BUCHAREST - Ukraine's ambassador to Romania, Oleksander Cheli, told a seminar on mass media at the Black Sea resort of Eforie Nord that Ukraine will agree to denouncing the Molotov-Ribbentrop pact in a Ukrainian-Romanian basic treaty if Romania agrees to denounce the pact between its wartime leader, Marshal Ion Antonescu, and Adolf Hitler, Romanian media reported on July 16. Mr. Cheli noted the latter pact had caused widespread suffering to the Ukrainian population after Germany and Romania invaded Ukraine in 1941. (OMRI Daily Digest)

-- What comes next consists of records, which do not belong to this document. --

PR #747, opened 2020-03-13
binary size: Android binary size investigation -- Apply Keith's patch

buildbreaker:
Draft PR for investigation purposes.

We've noticed ~5MB per architecture increase for iOS with the inclusion of Envoy Mobile. On Android, we are observing ~10MB increase per architecture. @keith had the suggestion that since we are doing a static framework and using stripping, we are able to get a smaller artifact size for Envoy Mobile. Android uses a dynamic library here so we may not be able to get the stripping benefits.

The diff here is to attempt to capture an iOS application increase if we were to not use stripping to see if we are able to observe a similar 10MB increase. If we do, then we have a high confident signal that stripping is the reasoning for the discrepancies between iOS and Android artifacts.

Description:
Risk Level:
Testing:
Docs Changes:
Release Notes:
[Optional Fixes #Issue]
[Optional Deprecated:]

### DIFF
--- a/BUILD
+++ b/BUILD
@@ -1,7 +1,7 @@
 licenses(["notice"])  # Apache 2
 
 load("@io_bazel_rules_kotlin//kotlin/internal:toolchains.bzl", "define_kt_toolchain")
-
+exports_files(["Info.plist"])
 alias(
     name = "ios_framework",
     actual = "//library/swift/src:ios_framework",
--- a/Info.plist
+++ b/Info.plist
@@ -5,14 +5,14 @@
 	<key>CFBundleDevelopmentRegion</key>
 	<string>en</string>
 	<key>CFBundleIdentifier</key>
-	<string>com.lyft.$(PRODUCT_NAME)</string>
+	<string>io.envoyproxy.envoymobile.helloworld</string>
 	<key>CFBundleInfoDictionaryVersion</key>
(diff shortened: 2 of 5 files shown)


buildbreaker:
Worked with @keith on this a bit today

With the current state in this PR/branch, these are the steps which I've used to build an iOS app with a dynamic library:
1. `bazel run //examples/swift/hello_world:app --config=ios`
2. `cp bazel-bin/examples/swift/hello_world/app.ipa ~/tmp/dynamic.ipa`
3. `unzip dynamic.ipa dynamic`

To get a static library/app comparison:
1. `git checkout 917186e6cd080880106b9b2e0bf06d741bbb800e` (This is the static library hash prior to the changes here)
2. `bazel run //examples/swift/hello_world:app --config=ios`
3. `cp bazel-bin/examples/swift/hello_world/app.ipa ~/tmp/static.ipa`

Observations:
The dynamic library app is `152.1MB` large
The static library app is `39.3MB` large

By inspecting the unzipped internals, the `dynamic/app.app/Frameworks/dynamic.framework/dynamic` is size `135MB`

Using `strip` naively (`strip -no_code_signature_warning -xXNT dynamic/app.app/Frameworks/dynamic.framework/dynamic`), we could get this file down to `65MB`

PR #750, opened 2020-03-13
ci: update mac ci setup

junr03:
Description: move mac ci setup to use envoy's script. I don't see much of a point in keeping a separate script here. For instance, https://github.com/envoyproxy/envoy/pull/10357 updated to fix bazel after CI images broke. Instead of keeping up-to-date we can piggy back on efforts in upstream Envoy. Obviously, if diverging needs evolve we might need a second script in Envoy Mobile that calls the Envoy script, and does additional work.
Risk Level: low, CI will let us know if I screwed up.
Testing: CI


ci/mac_ci_setup.sh
```diff
@@ -1,30 +0,0 @@
...
-fi
-
-DEPS="automake cmake coreutils go libtool wget ninja gpg bazelbuild/tap/bazelisk"
-for DEP in ${DEPS}
-do
-    is_installed "${DEP}" || install "${DEP}"
-done
-
-# https://github.com/Microsoft/azure-pipelines-image-generation/blob/master/images/macos/macos-10.14-Readme.md#xcode
-sudo xcode-select --switch /Applications/Xcode_11.3.app
```
rebello95: Actually this will probably break CI

rebello95:
Is the submodule update deliberate?

ci/mac_ci_setup.sh
junr03: the 10.15 machines have 11.3.1 and I updated `.bazelrc`

junr03:
Yep, because we need https://github.com/envoyproxy/envoy/pull/10357

PR #766, opened 2020-03-19
ci: add missing key

junr03:
Description: messed up gpg keys for heroku on github actions hosted machines. I opened https://github.com/heroku/cli/issues/1464 with heroku to start a discussion. For now I found in https://cli-assets.heroku.com/install-ubuntu.sh where they host their key.


junr03:
Merging this one, but leaving https://github.com/lyft/envoy-mobile/pull/767 here as an example of what to do if we want to get rid of heroku.

Issue #769, opened 2020-03-24
stats: enable CI testing for stats emissions


junr03:
The library configures a whitelist of stats to emit. This whitelist contains regexes that could be wrong. CI should have testing to ensure that regexes are valid and match the desired stats.

PR #771, opened 2020-03-24
stats: add segmentation of stats via virtual clusters

junr03:
Description: Virtual Clusters allow Envoy Mobile to emit stats based on matching criteria. This allows users to single out important traffic for their application. This PR adds an API to the client builder to add virtual cluster configuration and emission of virtual cluster stats.

Note: the client builder API exposed here is not ideal #770 tracks enhancing this.
Risk Level: low
Testing: unit tests, and local stats test. #769 tracks adding CI tests for stats
Docs Changes: added docs for the new API.

### DIFF
--- a/docs/root/api/starting_envoy.rst
+++ b/docs/root/api/starting_envoy.rst
@@ -174,15 +174,15 @@ This functionality is used for stat segmentation.
 .. attention::
 
     This API is non-ideal as it exposes lower-level internals of Envoy than desired by this project.
-    https://github.com/lyft/envoy-mobile/issues/770 tracks enhancing this API.
+    :issue:`#770 <770>` tracks enhancing this API.
 
 **Example**::
 
   // Kotlin
-  builder.addVirtualClusters("[{json_config}]")
+  builder.addVirtualClusters("[{\"name\":\"vcluster\",\"headers\":[{\"name\":\":path\",\"exact_match\":\"/v1/vcluster\"}]}]")
 
   // Swift
-  builder.addVirtualClusters("[{json_config}]")
+  builder.addVirtualClusters("[{\"name\":\"vcluster\",\"headers\":[{\"name\":\":path\",\"exact_match\":\"/v1/vcluster\"}]}]")
 
 ----------------------
 Advanced configuration
--- a/docs/root/api/starting_envoy.rst
+++ b/docs/root/api/starting_envoy.rst
@@ -163,6 +163,27 @@ This information is sent as metadata when flushing stats.
   // Swift
   builder.addAppId("com.mydomain.myapp)
 
+~~~~~~~~~~~~
+``addVirtualClusters``
+~~~~~~~~~~~~
+
+Specify the virtual clusters config for Envoy Mobile's configuration.
+The configuration is expected as a JSON list.
+This functionality is used for stat segmentation.
+
+.. attention::
+
+    This API is non-ideal as it exposes lower-level internals of Envoy than desired by this project.
+    https://github.com/lyft/envoy-mobile/issues/770 tracks enhancing this API.
+
+**Example**::
+
+  // Kotlin
+  builder.addVirtualClusters("[{json_config}]")
+
+  // Swift
+  builder.addVirtualClusters("[{json_config}]")
+
 ----------------------
 Advanced configuration
 ----------------------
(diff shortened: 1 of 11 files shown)


junr03:
@rebello95 @buildbreaker I am testing locally with the Lyft app and a local statsd server to see the new stat emissions. Waiting on https://github.com/envoyproxy/envoy/pull/10499 and https://github.com/envoyproxy/envoy/pull/10501 to land in order to bump the envoy ref. But this is ready for review

docs/root/api/starting_envoy.rst
```diff
@@ -163,6 +163,27 @@ This information is sent as metadata when flushing stats.
...
+
+.. attention::
+
+    This API is non-ideal as it exposes lower-level internals of Envoy than desired by this project.
+    https://github.com/lyft/envoy-mobile/issues/770 tracks enhancing this API.
+
+**Example**::
+
+  // Kotlin
+  builder.addVirtualClusters("[{json_config}]")
```
buildbreaker: Is there an example if a `json_config` or is it just a list of strings?

rebello95: Definitely agree that we should add an actual example here

docs/root/api/starting_envoy.rst
```diff
@@ -163,6 +163,27 @@ This information is sent as metadata when flushing stats.
...
+~~~~~~~~~~~~~~~~~~~~~~
+
+Specify the virtual clusters config for Envoy Mobile's configuration.
+The configuration is expected as a JSON list.
+This functionality is used for stat segmentation.
+
+.. attention::
+
+    This API is non-ideal as it exposes lower-level internals of Envoy than desired by this project.
+    https://github.com/lyft/envoy-mobile/issues/770 tracks enhancing this API.
```
rebello95: You should be able to use `:issue:` here

library/java/src/io/envoyproxy/envoymobile/engine/EnvoyConfiguration.java
```diff
@@ -23,10 +24,11 @@
    * @param statsFlushSeconds            interval at which to flush Envoy stats.
    * @param appVersion                   the App Version of the App using this Envoy Client.
    * @param appId                        the App ID of the App using this Envoy Client.
+   * @param virtualClusters              the virtual cluster config.
```
rebello95: May be worth specifying more details here (`JSON list of virtual clusters`?)

library/swift/src/EnvoyClientBuilder.swift
```diff
@@ -20,6 +20,7 @@ public final class EnvoyClientBuilder: NSObject {
   private var statsFlushSeconds: UInt32 = 60
   private var appVersion: String = "unspecified"
   private var appId: String = "unspecified"
+  private var virtualClusters: String = "[]"
```
rebello95: I'm a little concerned that even though this is temporary, consumers can easily incorrectly add clusters. What do you think about doing something like this:

```
private var virtualClusters = [String]()

  func addVirtualCluster(_ virtualCluster: String) -> EnvoyClientBuilder {
    self.virtualClusters.append(virtualCluster)
    return self
  }
```

Then later you can pass it down as `"[\(self.virtualClusters.joined(separator: ",")]"`

WDYT?

junr03: I'm not sure your proposal gives much additional protection. In general I think the approach I would like to take here is to actually work with the structured config in the bridge/native layer, and expose ergonomic APIs up to the platform. So for instance the API at the platform layer would not be `addVirtualClusters` which is an implementation detail IMO, but rather `addPathSegmentation` (or something like that). Because what we are really trying to achieve here is higher dimension observability.

buildbreaker: @junr03  @rebello95 I want to make sure we're in alignment for our objective here. This is all temporary, right? I think we should be more willing to go with what we have now to see how the data looks in the next few days and make adjustments after our beta cut.

What do you think?

rebello95: Yes, 100% agree that this is temporary. Just seems like the suggestion would provide a _little more resiliency_ in the mean time, but this is fine

junr03: yeah, this approach is temporary.

PR #774, opened 2020-03-30
retries: enable retry budget for concurrent retries

junr03:
Description: previously the cluster configuration for circuit breakers was not specified. This meant that Envoy Mobile was using the default of 3 concurrent retries. This is not appropriate, specially because all* active traffic goes through the same cluster. This PR changes the configuration and explicitly sets the `retry_budget` configuration.
Risk Level: low (more retries will actually be allowed)
Testing: local

### DIFF
--- a/library/common/config_template.cc
+++ b/library/common/config_template.cc
@@ -74,7 +74,7 @@ static_resources:
       thresholds:
         - priority: DEFAULT
           # n.b: with mobile clients there are scenarios where all concurrent requests might be
-          # retries, e.g when the phone goes offline. Therefore, Envoy Mobile allows all concurrent
+          # retries (e.g., when the phone goes offline). Therefore, Envoy Mobile allows all concurrent
           # requests to be retries by setting the concurrent retry budget to 100%.
           # This configuration uses the default for max concurrent requests (1024) because there is
           # no reasonable scenario where a mobile client should have even close to that many concurrent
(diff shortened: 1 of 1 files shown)


junr03:
I noticed through internal dashboards that most retry traffic was actually overflowing. This makes sense given the pretty low default of 3 concurrent retries, and given that all* concurrent Envoy Mobile traffic goes through the same cluster. I have set the retry budget to 50%, but I actually wonder if we might have situations were most active requests in mobile are retries. I'd like to hear @Augustyniak and @tonya11en opinions. 

* I say all, but it might be that some remnants might go through a different cluster on a network interface preference change, or if the stream was created for http/1.1 vs. h2.

library/common/config_template.cc
```diff
@@ -70,6 +70,12 @@ const char* config_template = R"(
         keepalive_interval: 10
         keepalive_probes: 1
         keepalive_time: 5
+    circuit_breakers: &circuit_breakers_settings
+      thresholds:
+        - priority: DEFAULT
+          retry_budget:
+            budget_percent:
+              value: 50
```
rebello95: Curious, why not set this to 100? Also looks like this defaults to 20%, how does that work with the 3 mentioned in the description? https://www.envoyproxy.io/docs/envoy/latest/api-v2/api/v2/cluster/circuit_breaker.proto

library/common/config_template.cc
```diff
@@ -70,6 +70,18 @@ const char* config_template = R"(
         keepalive_interval: 10
         keepalive_probes: 1
         keepalive_time: 5
+    circuit_breakers: &circuit_breakers_settings
+      thresholds:
+        - priority: DEFAULT
+          # n.b: with mobile clients there are scenarios where all concurrent requests might be
+          # retries, e.g when the phone goes offline. Therefore, Envoy Mobile allows all concurrent
```
rebello95:
```suggestion
          # retries (e.g., when the phone goes offline). Therefore, Envoy Mobile allows all concurrent
```

PR #776, opened 2020-03-31
ci: cat iOS log to check when CI flakes

junr03:
Description: iOS CI greps for indicators of liveliness. Sometimes they fail in CI when local runs are ok. This additional step should show us if CI failures are flakes or real.
Risk Level: low
Testing: CI

### DIFF
--- a/.github/workflows/ios.yml
+++ b/.github/workflows/ios.yml
@@ -51,6 +51,8 @@ jobs:
       # Wait for the app to start and get some requests/responses.
       - name: 'Sleep'
         run: sleep 120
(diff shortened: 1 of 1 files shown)


.github/workflows/ios.yml
```diff
@@ -51,6 +51,8 @@ jobs:
       # Wait for the app to start and get some requests/responses.
       - name: 'Sleep'
         run: sleep 120
+      - name: 'Cat log'
```
rebello95: Maybe provide more context in the name as to why this is happening?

Support found for Chechnya in Lithuania

VILNIUS - Algirdas Endriukaitis, chairman of the Executive Committee of the International Parliamentary Group on the Problem of Chechnya, announced on July 16 that 46 of the 56 municipalities in Lithuania have adopted resolutions addressed to the Lithuanian Parliament and government calling on them to recognize Chechnya's independence both de facto and de jure, BNS reported that day. Some 3.2 million people, or 86.4 percent of the republic's population, live in these 46 municipalities. The problem of Chechnya has still to be discussed in the other municipalities. (OMRI Daily Digest)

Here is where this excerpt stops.